## To do
Only the stretch of the listing below that runs from the line with "From the branch" through the line with "Yes, that is" is to be printed, exactly and with both ends.

## Record excerpts
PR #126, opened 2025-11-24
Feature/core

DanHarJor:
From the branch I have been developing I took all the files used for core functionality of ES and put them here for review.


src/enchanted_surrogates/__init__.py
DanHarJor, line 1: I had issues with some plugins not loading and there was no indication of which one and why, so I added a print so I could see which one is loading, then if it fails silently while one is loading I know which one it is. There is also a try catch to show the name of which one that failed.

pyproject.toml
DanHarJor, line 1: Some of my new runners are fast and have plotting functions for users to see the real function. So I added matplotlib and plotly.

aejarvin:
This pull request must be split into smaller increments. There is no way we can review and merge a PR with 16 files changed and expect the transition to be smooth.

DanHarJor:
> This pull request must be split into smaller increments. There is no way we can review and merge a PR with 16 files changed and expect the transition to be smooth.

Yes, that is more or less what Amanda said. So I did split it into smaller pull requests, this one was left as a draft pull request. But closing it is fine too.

---

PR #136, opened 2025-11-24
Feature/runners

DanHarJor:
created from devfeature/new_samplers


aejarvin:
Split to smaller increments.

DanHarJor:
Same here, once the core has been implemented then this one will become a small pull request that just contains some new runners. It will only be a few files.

## Result
From the branch I have been developing I took all the files used for core functionality of ES and put them here for review.


src/enchanted_surrogates/__init__.py
DanHarJor, line 1: I had issues with some plugins not loading and there was no indication of which one and why, so I added a print so I could see which one is loading, then if it fails silently while one is loading I know which one it is. There is also a try catch to show the name of which one that failed.

pyproject.toml
DanHarJor, line 1: Some of my new runners are fast and have plotting functions for users to see the real function. So I added matplotlib and plotly.

aejarvin:
This pull request must be split into smaller increments. There is no way we can review and merge a PR with 16 files changed and expect the transition to be smooth.

DanHarJor:
> This pull request must be split into smaller increments. There is no way we can review and merge a PR with 16 files changed and expect the transition to be smooth.

Yes, that is more or less what Amanda said. So I did split it into smaller pull requests, this one was left as a draft pull request. But closing it is fine too.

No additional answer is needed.